━━ Records shown

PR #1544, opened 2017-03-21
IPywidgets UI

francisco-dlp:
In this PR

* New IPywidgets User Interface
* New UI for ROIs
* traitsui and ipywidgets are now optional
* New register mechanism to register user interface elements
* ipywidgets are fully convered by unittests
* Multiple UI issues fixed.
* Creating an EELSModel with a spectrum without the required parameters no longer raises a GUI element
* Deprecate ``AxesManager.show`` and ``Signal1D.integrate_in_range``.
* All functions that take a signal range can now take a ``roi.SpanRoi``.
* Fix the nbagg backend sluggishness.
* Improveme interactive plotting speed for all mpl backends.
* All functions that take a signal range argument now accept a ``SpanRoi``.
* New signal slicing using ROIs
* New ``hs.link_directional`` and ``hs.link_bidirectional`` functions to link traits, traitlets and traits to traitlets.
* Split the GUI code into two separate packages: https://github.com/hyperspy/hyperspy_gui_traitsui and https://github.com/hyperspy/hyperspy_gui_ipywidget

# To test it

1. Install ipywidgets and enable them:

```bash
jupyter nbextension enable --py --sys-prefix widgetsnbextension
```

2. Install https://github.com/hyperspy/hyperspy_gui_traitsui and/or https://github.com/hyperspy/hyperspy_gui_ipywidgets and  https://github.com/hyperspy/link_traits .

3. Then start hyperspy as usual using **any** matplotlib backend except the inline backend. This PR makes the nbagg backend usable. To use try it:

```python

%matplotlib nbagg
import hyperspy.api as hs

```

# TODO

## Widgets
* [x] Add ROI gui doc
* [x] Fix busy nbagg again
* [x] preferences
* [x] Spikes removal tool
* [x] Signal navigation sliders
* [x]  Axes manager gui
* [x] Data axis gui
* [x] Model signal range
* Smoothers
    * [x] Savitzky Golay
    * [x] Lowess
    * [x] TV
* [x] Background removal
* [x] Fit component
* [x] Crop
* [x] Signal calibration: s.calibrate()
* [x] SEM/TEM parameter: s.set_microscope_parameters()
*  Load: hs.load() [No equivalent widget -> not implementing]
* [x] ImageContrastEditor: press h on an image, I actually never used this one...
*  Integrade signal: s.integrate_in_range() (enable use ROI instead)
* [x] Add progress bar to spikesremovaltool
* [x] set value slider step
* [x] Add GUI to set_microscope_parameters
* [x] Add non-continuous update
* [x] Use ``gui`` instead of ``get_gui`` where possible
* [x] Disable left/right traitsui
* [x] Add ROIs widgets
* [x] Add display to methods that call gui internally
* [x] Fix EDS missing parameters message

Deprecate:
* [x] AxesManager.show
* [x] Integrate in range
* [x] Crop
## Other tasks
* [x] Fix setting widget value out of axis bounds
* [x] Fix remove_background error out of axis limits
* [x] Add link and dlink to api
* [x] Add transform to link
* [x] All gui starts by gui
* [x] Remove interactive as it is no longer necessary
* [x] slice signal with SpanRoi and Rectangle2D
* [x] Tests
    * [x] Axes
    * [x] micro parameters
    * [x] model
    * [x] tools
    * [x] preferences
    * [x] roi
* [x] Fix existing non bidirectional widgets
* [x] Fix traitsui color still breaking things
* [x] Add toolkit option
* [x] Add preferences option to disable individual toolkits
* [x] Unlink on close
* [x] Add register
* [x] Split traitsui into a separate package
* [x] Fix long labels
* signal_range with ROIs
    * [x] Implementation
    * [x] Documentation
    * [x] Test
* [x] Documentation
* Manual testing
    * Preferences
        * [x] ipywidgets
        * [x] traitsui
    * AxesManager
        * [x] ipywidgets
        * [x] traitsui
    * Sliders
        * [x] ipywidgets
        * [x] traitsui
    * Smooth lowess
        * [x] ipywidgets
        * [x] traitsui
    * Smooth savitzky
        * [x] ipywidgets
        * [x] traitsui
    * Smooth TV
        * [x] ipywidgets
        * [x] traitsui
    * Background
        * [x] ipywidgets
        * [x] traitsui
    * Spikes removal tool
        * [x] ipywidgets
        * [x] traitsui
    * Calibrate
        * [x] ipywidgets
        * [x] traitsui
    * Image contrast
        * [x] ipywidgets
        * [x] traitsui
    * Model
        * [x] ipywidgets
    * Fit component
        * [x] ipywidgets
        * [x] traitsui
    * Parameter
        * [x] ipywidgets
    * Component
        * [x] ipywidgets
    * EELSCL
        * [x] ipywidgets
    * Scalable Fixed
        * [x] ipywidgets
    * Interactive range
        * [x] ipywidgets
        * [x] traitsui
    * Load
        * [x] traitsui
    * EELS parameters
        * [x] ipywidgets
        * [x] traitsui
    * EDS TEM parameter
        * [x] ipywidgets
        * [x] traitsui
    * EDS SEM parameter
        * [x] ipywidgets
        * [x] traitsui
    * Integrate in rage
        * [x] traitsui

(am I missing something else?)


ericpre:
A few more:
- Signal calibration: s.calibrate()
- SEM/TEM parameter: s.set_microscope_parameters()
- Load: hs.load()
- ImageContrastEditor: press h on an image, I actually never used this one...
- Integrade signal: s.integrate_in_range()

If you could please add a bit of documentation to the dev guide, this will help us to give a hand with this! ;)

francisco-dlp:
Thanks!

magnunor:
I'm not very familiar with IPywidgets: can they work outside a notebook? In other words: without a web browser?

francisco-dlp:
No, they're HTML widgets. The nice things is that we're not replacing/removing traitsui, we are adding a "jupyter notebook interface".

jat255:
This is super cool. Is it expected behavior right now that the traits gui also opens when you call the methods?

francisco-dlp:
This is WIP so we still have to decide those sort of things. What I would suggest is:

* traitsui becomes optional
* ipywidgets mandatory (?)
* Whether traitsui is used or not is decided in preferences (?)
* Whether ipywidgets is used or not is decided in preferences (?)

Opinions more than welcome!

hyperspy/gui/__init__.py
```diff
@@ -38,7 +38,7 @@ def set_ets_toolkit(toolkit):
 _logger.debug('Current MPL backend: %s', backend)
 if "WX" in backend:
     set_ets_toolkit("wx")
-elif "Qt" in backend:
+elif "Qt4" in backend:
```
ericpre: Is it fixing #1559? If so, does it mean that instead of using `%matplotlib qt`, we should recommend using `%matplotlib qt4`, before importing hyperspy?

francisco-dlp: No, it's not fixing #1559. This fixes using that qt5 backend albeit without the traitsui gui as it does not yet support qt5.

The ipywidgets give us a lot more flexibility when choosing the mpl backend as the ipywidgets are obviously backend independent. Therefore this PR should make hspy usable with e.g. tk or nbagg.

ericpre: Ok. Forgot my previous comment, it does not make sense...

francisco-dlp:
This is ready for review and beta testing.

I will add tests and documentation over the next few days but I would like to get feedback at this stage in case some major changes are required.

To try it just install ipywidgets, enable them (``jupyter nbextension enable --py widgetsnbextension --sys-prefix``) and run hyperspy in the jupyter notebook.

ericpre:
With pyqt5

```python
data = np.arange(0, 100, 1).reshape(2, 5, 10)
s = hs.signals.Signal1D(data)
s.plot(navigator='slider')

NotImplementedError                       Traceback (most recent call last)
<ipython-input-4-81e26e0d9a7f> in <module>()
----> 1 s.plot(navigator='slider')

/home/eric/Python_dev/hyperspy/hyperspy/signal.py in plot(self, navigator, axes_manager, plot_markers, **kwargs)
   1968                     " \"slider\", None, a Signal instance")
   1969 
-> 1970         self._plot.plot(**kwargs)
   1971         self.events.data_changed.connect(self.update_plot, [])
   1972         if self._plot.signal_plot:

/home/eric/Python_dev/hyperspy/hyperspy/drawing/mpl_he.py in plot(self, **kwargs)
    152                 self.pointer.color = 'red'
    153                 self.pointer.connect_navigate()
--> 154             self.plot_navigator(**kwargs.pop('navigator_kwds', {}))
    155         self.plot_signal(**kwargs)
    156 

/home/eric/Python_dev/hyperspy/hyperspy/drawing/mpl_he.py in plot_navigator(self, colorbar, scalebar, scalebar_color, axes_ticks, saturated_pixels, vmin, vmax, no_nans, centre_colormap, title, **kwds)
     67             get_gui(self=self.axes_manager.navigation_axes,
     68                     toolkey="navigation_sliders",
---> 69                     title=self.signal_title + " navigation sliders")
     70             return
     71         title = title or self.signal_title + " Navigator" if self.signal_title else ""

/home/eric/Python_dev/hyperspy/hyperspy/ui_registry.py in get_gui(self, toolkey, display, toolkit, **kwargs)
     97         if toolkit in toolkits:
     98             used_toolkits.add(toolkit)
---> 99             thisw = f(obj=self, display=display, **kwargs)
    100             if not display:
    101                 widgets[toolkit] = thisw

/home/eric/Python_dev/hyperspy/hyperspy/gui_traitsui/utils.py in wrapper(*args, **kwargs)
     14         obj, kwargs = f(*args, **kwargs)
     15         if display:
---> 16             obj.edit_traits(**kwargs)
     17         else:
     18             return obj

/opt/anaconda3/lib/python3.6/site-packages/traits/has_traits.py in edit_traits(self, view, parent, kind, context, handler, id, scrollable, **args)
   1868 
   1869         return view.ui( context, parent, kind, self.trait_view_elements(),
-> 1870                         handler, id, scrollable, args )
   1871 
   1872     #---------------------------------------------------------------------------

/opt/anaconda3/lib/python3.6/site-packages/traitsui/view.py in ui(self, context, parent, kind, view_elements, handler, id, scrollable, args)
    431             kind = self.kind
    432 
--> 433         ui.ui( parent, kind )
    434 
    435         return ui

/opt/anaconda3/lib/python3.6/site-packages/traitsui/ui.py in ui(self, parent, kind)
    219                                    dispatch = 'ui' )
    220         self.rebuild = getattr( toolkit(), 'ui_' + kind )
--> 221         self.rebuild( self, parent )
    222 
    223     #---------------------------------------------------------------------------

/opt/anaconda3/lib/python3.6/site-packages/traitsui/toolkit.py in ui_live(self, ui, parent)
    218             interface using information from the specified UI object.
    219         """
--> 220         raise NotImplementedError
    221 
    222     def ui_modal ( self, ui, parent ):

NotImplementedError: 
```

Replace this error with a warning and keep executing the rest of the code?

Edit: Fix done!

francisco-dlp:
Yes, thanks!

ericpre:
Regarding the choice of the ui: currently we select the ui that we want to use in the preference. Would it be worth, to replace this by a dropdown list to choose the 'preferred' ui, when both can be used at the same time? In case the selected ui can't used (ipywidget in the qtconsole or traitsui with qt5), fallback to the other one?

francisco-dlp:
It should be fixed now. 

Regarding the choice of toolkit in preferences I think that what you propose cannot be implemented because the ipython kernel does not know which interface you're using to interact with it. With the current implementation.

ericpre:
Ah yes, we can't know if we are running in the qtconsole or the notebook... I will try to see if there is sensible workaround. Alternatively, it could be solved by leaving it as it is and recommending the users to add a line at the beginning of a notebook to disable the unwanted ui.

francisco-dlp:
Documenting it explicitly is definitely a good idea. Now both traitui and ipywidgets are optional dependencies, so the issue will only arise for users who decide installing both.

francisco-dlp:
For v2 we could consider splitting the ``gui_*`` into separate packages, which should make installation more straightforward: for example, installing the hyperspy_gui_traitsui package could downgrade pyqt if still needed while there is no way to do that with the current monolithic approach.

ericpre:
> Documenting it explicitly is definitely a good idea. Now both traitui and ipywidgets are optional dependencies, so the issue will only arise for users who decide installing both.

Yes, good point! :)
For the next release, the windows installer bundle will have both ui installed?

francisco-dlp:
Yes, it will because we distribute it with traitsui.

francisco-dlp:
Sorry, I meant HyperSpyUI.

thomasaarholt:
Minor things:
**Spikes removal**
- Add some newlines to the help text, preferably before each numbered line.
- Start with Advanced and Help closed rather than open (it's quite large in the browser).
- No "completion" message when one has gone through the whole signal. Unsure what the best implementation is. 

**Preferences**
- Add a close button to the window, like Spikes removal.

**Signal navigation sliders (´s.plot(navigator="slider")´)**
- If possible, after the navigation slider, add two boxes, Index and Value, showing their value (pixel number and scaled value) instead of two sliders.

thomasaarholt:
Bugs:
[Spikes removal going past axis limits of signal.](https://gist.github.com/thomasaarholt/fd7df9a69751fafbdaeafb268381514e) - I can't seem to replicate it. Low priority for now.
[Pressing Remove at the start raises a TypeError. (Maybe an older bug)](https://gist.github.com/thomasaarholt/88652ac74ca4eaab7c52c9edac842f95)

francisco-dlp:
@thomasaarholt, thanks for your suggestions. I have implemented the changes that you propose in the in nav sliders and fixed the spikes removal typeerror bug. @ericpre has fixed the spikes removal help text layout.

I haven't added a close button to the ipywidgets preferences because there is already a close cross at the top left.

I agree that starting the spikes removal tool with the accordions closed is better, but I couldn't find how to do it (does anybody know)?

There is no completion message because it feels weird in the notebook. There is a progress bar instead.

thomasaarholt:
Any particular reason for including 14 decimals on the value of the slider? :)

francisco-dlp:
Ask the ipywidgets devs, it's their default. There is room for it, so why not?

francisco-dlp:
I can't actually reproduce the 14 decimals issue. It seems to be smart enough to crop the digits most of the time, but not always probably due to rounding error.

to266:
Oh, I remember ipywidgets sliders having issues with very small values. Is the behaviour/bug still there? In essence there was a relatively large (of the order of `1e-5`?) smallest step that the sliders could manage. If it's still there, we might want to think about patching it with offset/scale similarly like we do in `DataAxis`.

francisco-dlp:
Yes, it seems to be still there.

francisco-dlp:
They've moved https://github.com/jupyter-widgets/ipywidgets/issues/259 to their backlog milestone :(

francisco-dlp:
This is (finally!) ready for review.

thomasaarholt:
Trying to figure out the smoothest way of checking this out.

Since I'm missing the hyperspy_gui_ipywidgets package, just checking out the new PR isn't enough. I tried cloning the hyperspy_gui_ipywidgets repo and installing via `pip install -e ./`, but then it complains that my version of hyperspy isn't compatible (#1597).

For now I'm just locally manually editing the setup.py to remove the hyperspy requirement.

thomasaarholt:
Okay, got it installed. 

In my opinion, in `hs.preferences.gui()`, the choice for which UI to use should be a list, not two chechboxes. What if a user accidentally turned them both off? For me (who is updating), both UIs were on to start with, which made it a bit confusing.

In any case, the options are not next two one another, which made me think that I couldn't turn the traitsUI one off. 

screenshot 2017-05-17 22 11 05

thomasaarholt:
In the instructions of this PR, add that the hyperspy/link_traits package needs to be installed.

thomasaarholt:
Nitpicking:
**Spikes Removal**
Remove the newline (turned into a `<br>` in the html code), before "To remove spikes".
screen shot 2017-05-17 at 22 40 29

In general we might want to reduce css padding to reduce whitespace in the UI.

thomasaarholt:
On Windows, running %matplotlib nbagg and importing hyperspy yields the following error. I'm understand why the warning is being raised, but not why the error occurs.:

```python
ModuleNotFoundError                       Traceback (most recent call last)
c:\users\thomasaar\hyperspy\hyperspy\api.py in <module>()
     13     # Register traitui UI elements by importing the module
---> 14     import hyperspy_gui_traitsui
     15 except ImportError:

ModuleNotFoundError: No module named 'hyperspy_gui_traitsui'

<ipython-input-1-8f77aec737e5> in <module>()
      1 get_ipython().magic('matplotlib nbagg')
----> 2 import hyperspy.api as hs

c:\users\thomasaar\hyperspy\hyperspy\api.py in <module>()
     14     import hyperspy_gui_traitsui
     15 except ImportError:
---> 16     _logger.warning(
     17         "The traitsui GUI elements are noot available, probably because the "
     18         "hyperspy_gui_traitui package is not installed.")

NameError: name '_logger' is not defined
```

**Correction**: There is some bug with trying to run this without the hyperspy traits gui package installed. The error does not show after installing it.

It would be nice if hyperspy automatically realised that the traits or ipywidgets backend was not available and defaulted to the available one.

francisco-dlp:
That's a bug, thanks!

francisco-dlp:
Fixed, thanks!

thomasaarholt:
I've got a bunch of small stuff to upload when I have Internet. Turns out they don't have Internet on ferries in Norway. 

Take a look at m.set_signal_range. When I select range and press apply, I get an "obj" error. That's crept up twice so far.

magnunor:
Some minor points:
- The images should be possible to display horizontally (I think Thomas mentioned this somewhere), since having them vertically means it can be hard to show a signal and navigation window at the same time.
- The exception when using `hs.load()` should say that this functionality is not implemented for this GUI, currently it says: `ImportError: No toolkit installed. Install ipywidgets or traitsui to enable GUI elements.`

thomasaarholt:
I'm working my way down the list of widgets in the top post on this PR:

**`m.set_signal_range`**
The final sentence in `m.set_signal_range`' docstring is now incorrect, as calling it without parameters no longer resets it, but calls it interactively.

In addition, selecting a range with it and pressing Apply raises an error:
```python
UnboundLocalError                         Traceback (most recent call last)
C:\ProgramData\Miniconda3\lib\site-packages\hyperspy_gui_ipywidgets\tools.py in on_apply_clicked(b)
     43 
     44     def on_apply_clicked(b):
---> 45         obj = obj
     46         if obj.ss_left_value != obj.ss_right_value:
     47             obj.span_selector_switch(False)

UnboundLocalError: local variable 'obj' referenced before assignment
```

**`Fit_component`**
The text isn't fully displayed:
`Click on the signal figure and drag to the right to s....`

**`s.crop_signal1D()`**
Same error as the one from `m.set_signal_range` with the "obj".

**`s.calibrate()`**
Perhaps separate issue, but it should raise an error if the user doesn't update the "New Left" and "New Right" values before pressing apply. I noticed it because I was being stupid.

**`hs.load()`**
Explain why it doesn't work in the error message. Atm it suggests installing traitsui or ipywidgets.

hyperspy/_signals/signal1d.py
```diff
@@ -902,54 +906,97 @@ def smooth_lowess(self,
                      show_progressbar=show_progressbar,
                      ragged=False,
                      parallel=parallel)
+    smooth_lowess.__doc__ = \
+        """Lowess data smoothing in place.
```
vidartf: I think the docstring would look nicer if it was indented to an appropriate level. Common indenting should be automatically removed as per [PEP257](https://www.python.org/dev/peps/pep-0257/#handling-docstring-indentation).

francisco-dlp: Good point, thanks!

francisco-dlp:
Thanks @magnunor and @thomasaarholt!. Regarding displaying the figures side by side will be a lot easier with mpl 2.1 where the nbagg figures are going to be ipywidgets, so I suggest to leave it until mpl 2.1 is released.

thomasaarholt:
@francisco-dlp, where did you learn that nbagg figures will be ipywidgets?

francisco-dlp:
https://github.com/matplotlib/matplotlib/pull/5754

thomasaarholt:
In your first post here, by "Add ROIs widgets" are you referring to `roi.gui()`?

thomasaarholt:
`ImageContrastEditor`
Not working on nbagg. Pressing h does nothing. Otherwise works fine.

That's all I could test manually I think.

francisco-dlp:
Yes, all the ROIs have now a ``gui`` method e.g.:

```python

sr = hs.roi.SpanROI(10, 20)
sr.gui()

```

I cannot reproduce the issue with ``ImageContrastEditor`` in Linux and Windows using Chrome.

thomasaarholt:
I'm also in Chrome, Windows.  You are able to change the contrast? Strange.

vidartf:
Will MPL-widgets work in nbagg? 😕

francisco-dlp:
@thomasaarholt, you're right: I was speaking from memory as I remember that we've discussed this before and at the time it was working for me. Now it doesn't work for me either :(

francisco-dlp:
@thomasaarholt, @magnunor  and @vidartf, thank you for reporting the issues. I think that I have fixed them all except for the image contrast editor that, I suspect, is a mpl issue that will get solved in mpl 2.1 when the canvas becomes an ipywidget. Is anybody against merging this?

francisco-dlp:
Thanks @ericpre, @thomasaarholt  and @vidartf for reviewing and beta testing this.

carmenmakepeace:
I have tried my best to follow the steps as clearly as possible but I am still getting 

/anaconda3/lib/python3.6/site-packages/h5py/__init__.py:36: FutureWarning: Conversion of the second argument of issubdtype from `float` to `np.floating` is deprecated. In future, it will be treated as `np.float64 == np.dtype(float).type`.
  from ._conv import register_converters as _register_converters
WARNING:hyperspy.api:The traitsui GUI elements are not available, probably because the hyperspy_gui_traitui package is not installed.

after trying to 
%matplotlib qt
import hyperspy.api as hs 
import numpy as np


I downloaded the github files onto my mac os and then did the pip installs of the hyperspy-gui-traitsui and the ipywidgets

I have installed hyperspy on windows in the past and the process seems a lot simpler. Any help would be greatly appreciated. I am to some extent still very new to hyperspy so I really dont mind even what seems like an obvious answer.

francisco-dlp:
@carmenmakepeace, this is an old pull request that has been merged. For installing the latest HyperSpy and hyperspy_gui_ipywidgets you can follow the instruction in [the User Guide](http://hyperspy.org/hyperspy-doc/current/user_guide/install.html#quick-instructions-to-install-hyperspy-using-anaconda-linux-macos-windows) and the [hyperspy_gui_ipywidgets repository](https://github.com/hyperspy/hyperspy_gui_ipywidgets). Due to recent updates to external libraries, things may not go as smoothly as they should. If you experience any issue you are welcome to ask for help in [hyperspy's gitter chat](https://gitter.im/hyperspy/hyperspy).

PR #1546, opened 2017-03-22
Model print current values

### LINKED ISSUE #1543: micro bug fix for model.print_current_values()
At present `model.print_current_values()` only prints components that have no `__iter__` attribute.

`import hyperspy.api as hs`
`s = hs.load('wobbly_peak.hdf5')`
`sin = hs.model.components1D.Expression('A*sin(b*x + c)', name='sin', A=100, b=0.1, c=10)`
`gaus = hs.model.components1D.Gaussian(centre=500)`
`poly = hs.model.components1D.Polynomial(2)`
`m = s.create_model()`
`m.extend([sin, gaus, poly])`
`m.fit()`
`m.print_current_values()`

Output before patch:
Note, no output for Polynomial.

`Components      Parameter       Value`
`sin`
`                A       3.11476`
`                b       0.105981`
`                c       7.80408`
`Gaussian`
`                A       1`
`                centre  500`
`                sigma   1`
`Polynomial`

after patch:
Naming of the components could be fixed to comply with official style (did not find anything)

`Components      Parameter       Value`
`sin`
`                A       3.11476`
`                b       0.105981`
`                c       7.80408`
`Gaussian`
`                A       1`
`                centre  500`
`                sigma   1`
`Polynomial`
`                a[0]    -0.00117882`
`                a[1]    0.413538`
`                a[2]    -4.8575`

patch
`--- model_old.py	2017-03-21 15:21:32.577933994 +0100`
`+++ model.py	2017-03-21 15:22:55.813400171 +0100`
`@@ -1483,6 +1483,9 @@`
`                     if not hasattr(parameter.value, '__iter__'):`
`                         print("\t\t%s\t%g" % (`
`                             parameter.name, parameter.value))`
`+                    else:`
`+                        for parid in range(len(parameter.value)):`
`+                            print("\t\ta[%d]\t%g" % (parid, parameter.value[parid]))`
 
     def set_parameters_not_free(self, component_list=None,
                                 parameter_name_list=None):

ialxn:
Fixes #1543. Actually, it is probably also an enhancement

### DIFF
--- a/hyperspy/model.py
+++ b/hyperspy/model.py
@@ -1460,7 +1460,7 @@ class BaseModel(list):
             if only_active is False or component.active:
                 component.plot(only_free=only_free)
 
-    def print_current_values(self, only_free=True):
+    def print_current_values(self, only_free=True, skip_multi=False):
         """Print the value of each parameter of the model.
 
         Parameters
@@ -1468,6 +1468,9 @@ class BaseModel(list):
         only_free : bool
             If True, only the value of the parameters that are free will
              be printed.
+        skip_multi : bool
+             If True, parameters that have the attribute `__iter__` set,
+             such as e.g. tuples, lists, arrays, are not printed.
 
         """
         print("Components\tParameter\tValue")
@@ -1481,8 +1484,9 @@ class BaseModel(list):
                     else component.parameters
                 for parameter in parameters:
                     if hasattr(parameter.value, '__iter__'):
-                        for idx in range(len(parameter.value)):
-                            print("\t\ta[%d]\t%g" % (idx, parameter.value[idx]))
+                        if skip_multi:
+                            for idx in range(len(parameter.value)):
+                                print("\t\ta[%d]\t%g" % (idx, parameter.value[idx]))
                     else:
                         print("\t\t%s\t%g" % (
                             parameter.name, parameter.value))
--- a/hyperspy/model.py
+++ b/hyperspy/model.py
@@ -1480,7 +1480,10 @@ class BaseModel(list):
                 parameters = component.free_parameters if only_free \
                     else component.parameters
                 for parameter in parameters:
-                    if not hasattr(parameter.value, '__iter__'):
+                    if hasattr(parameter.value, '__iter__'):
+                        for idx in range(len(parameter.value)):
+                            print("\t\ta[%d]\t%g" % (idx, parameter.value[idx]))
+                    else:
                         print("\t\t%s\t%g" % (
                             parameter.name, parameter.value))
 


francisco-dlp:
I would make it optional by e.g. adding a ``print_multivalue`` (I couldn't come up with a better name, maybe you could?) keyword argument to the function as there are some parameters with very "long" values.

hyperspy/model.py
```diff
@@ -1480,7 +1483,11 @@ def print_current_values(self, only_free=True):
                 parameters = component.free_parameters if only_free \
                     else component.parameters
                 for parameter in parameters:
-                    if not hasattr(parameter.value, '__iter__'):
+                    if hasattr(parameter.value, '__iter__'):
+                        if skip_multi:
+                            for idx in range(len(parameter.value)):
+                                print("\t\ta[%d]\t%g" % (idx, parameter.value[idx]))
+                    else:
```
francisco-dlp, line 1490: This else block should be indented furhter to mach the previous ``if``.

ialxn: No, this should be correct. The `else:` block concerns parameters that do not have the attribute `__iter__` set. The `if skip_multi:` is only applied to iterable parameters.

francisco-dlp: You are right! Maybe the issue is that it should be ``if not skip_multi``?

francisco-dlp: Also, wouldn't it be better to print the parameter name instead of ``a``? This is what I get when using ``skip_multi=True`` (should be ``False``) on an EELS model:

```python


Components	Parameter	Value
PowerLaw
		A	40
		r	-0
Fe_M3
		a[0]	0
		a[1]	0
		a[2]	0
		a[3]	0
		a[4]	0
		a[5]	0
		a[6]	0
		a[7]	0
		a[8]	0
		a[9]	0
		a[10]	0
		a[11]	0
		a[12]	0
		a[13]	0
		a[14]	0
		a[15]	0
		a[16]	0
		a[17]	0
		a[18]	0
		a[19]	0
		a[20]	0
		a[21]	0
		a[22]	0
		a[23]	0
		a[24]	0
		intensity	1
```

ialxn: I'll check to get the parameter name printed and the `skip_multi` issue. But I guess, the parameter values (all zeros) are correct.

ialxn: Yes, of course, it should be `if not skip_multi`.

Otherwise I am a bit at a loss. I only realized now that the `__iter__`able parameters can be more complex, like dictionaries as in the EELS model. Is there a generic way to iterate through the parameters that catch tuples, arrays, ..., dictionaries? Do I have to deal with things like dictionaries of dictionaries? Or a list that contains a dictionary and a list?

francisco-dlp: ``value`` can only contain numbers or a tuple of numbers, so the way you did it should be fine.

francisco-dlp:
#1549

━━━━

> **Your assignment**
The expected answer is an exact copy of the lines above, beginning at the line with "busy nbagg again" and ending at the line with "[x] Background removal", with both ends in.

> **Exercise result**
* [x] Fix busy nbagg again
* [x] preferences
* [x] Spikes removal tool
* [x] Signal navigation sliders
* [x]  Axes manager gui
* [x] Data axis gui
* [x] Model signal range
* Smoothers
    * [x] Savitzky Golay
    * [x] Lowess
    * [x] TV
* [x] Background removal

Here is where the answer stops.